Model dasar manajemen strategis adalah proses siklus berkelanjutan yang mencakup Pengamatan Lingkungan, Perumusan Strategi (visi, misi, tujuan), Implementasi Strategi (program, anggaran, prosedur), dan Evaluasi & Pengendalian, bertujuan menciptakan keunggulan kompetitif melalui analisis internal dan eksternal untuk mengarahkan organisasi mencapai tujuannya secara efektif.
Tahapan Model Dasar Manajemen Strategis
Pengamatan Lingkungan (Environmental Scanning): Menganalisis faktor internal (kekuatan, kelemahan) dan eksternal (peluang, ancaman) untuk memahami posisi organisasi.
Perumusan Strategi (Strategy Formulation):
Menetapkan visi, misi, nilai, dan tujuan jangka panjang.
Mengembangkan strategi utama (grand strategy) dan strategi fungsional.
Implementasi Strategi (Strategy Implementation):
Menerjemahkan strategi menjadi program, anggaran, dan prosedur operasional.
Mengalokasikan sumber daya dan mengorganisasi tindakan.

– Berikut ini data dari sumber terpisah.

PR #4939, opened 2024-12-26
Query : Fixes OFFSET, LIMIT, TOP data types to match those coming from query plan

adityasa:
## Query : Fixes OFFSET, LIMIT, TOP data types to match those coming from query plan

This change ensures that the data types of OFFSET, LIMIT and TOP fields on QueryInfo and HybridSearchQueryInfo objects match those coming from the query plan. Currently the queryplan/service uses ULONG which has a range of 0x00000000 to 0xFFFFFFFF. Since QueryInfo fields use int?, this causes an overflow for a value that's larger than 0x7FFFFFFF for any of these fields.

## Type of change

### DIFF
--- a/Microsoft.Azure.Cosmos.sln
+++ b/Microsoft.Azure.Cosmos.sln
@@ -1,7 +1,7 @@
 ﻿
 Microsoft Visual Studio Solution File, Format Version 12.00
-# Visual Studio Version 16
-VisualStudioVersion = 16.0.29123.88
+# Visual Studio Version 17
+VisualStudioVersion = 17.11.35431.28
 MinimumVisualStudioVersion = 10.0.40219.1
 Project("{9A19103F-16F7-4668-BE54-9A1E7A4F7556}") = "Microsoft.Azure.Cosmos", "Microsoft.Azure.Cosmos\src\Microsoft.Azure.Cosmos.csproj", "{36F6F6A8-CEC8-4261-9948-903495BC3C25}"
 EndProject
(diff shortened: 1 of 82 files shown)


Microsoft.Azure.Cosmos.sln
```diff
@@ -1,7 +1,7 @@
 ﻿
 Microsoft Visual Studio Solution File, Format Version 12.00
-# Visual Studio Version 16
-VisualStudioVersion = 16.0.29123.88
+# Visual Studio Version 17
```
adityasa, line 3: Revert.

Microsoft.Azure.Cosmos/src/Query/Core/Pipeline/Take/TakeQueryPipelineStage.Client.cs
```diff
@@ -255,11 +255,11 @@ private sealed class LimitContinuationToken : TakeContinuationToken
...
                 /// <param name="limit">The limit to the number of document drained for the remainder of the query.</param>
                 /// <param name="sourceToken">The continuation token for the source component of the query.</param>
-                public LimitContinuationToken(int limit, string sourceToken)
+                public LimitContinuationToken(uint limit, string sourceToken)
                 {
-                    if (limit < 0)
+                    if (limit > int.MaxValue)
                     {
-                        throw new ArgumentException($"{nameof(limit)} must be a non negative number.");
+                        throw new ArgumentNullException(nameof(limit));
```
adityasa, line 262: >ArgumentNullException [](http://example.com/codeflow?start=34&length=21)

ArgumentOutOfRangeException

Microsoft.Azure.Cosmos/src/Query/Core/Pipeline/Take/TakeQueryPipelineStage.cs
```diff
@@ -17,14 +17,19 @@ internal abstract partial class TakeQueryPipelineStage : QueryPipelineStageBase
...
             : base(source)
-        {
-            this.takeCount = takeCount;
+        {
+            if (takeCount > int.MaxValue)
+            {
+                throw new ArgumentOutOfRangeException(nameof(takeCount));
+            }
+
+            this.takeCount = (int)takeCount;
```
adityasa, line 28: >takeCount [](http://example.com/codeflow?start=17&length=9)

Maybe store this as uint and remove cast in pipelinestages.

Microsoft.Azure.Cosmos/src/Query/Core/Pipeline/PipelineFactory.cs
```diff
@@ -108,19 +108,33 @@ public static TryCatch<IQueryPipelineStage> MonadicCreate(
                     maxConcurrency: maxConcurrency);
 
                 if (hybridSearchQueryInfo.Skip != null)
-                {
+                {
+                    if (hybridSearchQueryInfo.Skip.Value > int.MaxValue)
+                    {
+                        throw new ArgumentOutOfRangeException("skipCount");
+                    }
+
```
sboshra, line 116: What guarantees that this would never happen?

adityasa: If offset/limit/top values are out of range, we do throw this exception.
I have a test that captures this:
NegativeQueryTests.TestTopOffsetLimitClientRanges

sboshra (dismissed):
:shipit:

Microsoft.Azure.Cosmos/src/Query/Core/Pipeline/PipelineFactory.cs
```diff
@@ -108,19 +108,33 @@ public static TryCatch<IQueryPipelineStage> MonadicCreate(
                     maxConcurrency: maxConcurrency);
 
                 if (hybridSearchQueryInfo.Skip != null)
-                {
+                {
+                    if (hybridSearchQueryInfo.Skip.Value > int.MaxValue)
+                    {
+                        throw new ArgumentOutOfRangeException("skipCount");
+                    }
```
neildsh, line 115: Please consider moving all of these checks to QueryPartitionProvider. That way, we do not need to sprinkle them in all the pipeline stage classes. If need be, we can create clones of the QueryInfo types that can be consumed by the pipelines

neildsh (approved):

Microsoft.Azure.Cosmos/src/Query/Core/Pipeline/PipelineFactory.cs
adityasa: Thanks for catching this. Moved the checks inside the QueryPartitionProvider.

neildsh (approved):

sboshra (approved):
:shipit:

Evaluasi dan Pengendalian (Evaluation & Control):
Memantau kinerja dan membandingkannya dengan standar yang ditetapkan.
Menggunakan umpan balik (feedback) untuk melakukan perbaikan dan penyesuaian di tahap-tahap sebelumnya.
Elemen Kunci
Visi & Misi: Arah jangka panjang dan tujuan dasar organisasi.
Analisis SWOT: Alat utama untuk melihat kekuatan, kelemahan, peluang, dan ancaman.
Keunggulan Kompetitif: Kemampuan unik yang sulit ditiru pesaing.
Proses Berkelanjutan: Selalu ada umpan balik untuk perbaikan.
Contoh Model
Model Wheelen & Hunger: Kerangka komprehensif yang mencakup keempat tahapan inti di atas secara terstruktur.
Model Michael Hitt: Menekankan pada komitmen, keputusan, dan tindakan untuk mencapai persaingan strategis.